Armed with this original data, the scientists genotyped blood samples from patients from the earlier study, using a statistical method known as regression analysis to analyse the effects of a person’s genotype and the type of treatment received. ‘Our regression analysis found that as the copies of met increased, placebo responses increased in a linear fashion, presumably because more dopamine was available,’ Hall explains. The findings showed that among the IBS patients who had been in the waitlist treatment arm there was no difference in treatment responses between met/met, val/val and met/val genotypes as determined by the IBS-Symptom Severity Scale and Adequate Relief. Among those in the group that received a placebo administered in a businesslike manner, the met/met genotypes showed a small improvement over their val/val and met/val counterparts.

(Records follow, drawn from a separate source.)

PR #2203, opened 2022-09-10
Dynamic loading help

cquiroz:
This is a bit of a test and would like input from @rpiaggio @toddburnside and @armanbilge 
This reverts to do dynamic loading of the help thus requiring us to use scala 3.2.1-RC1

It seems we may want to do more dynamic loading to reduce the time spent compiling. I'm roughly thinking we could dynamic load each tab. WDYT?

I think this would preclude us of using GCC for compression, right?

### DIFF
--- a/.github/workflows/ci.yml
+++ b/.github/workflows/ci.yml
@@ -23,7 +23,7 @@ jobs:
     strategy:
       matrix:
         os: [ubuntu-latest]
-        scala: [3.2.0]
+        scala: [3.2.1-RC1]
         java: [temurin@17]
         project: [rootJS, rootJVM]
     runs-on: ${{ matrix.os }}
@@ -100,7 +100,7 @@ jobs:
     strategy:
       matrix:
         os: [ubuntu-latest]
-        scala: [3.2.0]
+        scala: [3.2.1-RC1]
         java: [temurin@17]
     runs-on: ${{ matrix.os }}
     steps:
@@ -187,7 +187,7 @@ jobs:
     strategy:
       matrix:
         os: [ubuntu-latest]
-        scala: [3.2.0]
+        scala: [3.2.1-RC1]
         java: [temurin@17]
     runs-on: ${{ matrix.os }}
     steps:
@@ -255,7 +255,7 @@ jobs:
     strategy:
       matrix:
         os: [ubuntu-latest]
-        scala: [3.2.0]
+        scala: [3.2.1-RC1]
         java: [temurin@17]
     runs-on: ${{ matrix.os }}
     steps:
--- a/.mergify.yml
+++ b/.mergify.yml
@@ -12,8 +12,8 @@ pull_request_rules:
   - or:
     - body~=labels:.*early-semver-patch
     - body~=labels:.*early-semver-minor
-  - status-success=Build and Test (ubuntu-latest, 3.2.0, temurin@17, rootJS)
-  - status-success=Build and Test (ubuntu-latest, 3.2.0, temurin@17, rootJVM)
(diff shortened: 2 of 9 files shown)


armanbilge:
> It seems we may want to do more dynamic loading to reduce the time spent compiling.

Sorry, I need more context: what does dynamic loading have to do with compiling? Do you mean linking? How does it affect linking?

---

> I think this would preclude us of using GCC for compression, right?

Yes, if we do dynamic loading, this does preclude us from using GCC.

However, I spent this past week poking at GCC and to be honest I don't understand why this can't work. GCC supports chunking, dynamic imports, and ES modules. ES modules are obviously the future and it makes more sense to fix Scala.js instead of warping our pipeline to workaround this.

cquiroz:
We've noticed that in development fastLinkJS is getting rather slow. I conjecture (no data to back it up) that we could break it in dynamic chunks to make it faster

That will probably make small chunks but would be bigger overall, I think some dependencies will be in multiple chunks though I'm not really sure

armanbilge:
> I conjecture (no data to back it up) that we could break it in dynamic chunks to make it faster

If this actually works I'd be surprised :)

> That will probably make small chunks but would be bigger overall, I think some dependencies will be in multiple chunks though I'm not really sure

No, I don't think that's correct. I believe the linker will create additional internal chunks that can be used to share dependencies.

However, it is very possible that the overall size will be bigger, because adding the dynamic loading boundary prevents optimizations across that boundary.

rpiaggio:
Any insights as to why the new chunk has 141.45KB while the main chunk only decreases by 86.48KB ?

@armanbilge I think the rationale to investigate this a bit further is:

Linking the whole app takes between 1 and 2 minutes (with performance degrading over time as long as you don't reset the JVM). This becomes quite unbearable when developing.

If we split into dynamically loaded chunks, we will only need to link the chunks we modify, hopefully speeding up the development cycle.

rpiaggio (approved):
LGTM

armanbilge:
> Any insights as to why the new chunk has 141.45KB while the main chunk only decreases by 86.48KB ?

If I had to guess, it's for the reason I hypothesized in https://github.com/gemini-hlsw/explore/pull/2203#issuecomment-1242812361

> However, it is very possible that the overall size will be bigger, because adding the dynamic loading boundary prevents optimizations across that boundary.

---

> This becomes quite unbearable when developing.

> If we split into dynamically loaded chunks, we will only need to link the chunks we modify, hopefully speeding up the development cycle.

Are you using small-modules-for when developing? That should already be creating chunks, no?

https://github.com/gemini-hlsw/explore/blob/b6974a640f519d2fcb41a4363dd5dd8a83ee1441/build.sbt#L254-L257

Additionally, it's not obvious to me how dynamic loading (which is a runtime JS concept) relates to linking (which is a Scala.js SJSIR-level concept).

Finally, it seems like these changes which are motivated by dev/debug needs are impacting the production deploy.

I'd be happy to be wrong, but I'm struggling to see how it all fits together. Of course, if empirically this is solving your problems that's fantastic :)

cquiroz:
I guess we should experiment a bit on whether this is really helping or just an idea will little practical impart. We may want to switch one tab to see the if we feel there is a benefit

rpiaggio:
@armanbilge I was hoping the Scala.js linker detected dynamic loading boundaries so that when we modify something it only linked the affected chunk, thus speeding the linker. But that doesn't seem to be the case :( (at least with smallest-modules-for).

cquiroz:
I'm going to close this, using the FewestModules mode seems more appropriate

But, says Hall, among the individuals who had received placebo treatment from the warm supportive health care providers, there was a striking difference: the ‘met/mets’ demonstrated a six-fold greater improvement in their IBS symptoms relative to the ‘val/vals.’
‘These findings suggest that it is possible that met/met is a genetic marker for the placebo response and val/val is a marker for non-response,’ says Hall. ‘In addition, our findings underscore differences in placebo response based on the patient’s experience of the clinical environment. In the case of the met/met individuals, you can really see the advantage of a positive doctor-patient relationship. Conversely, our findings suggest that the val/val patients are less influenced by placebo treatment and this sheds light on a clinical challenge faced by many health care providers, whose empathic care helps some people, but makes no difference to others.’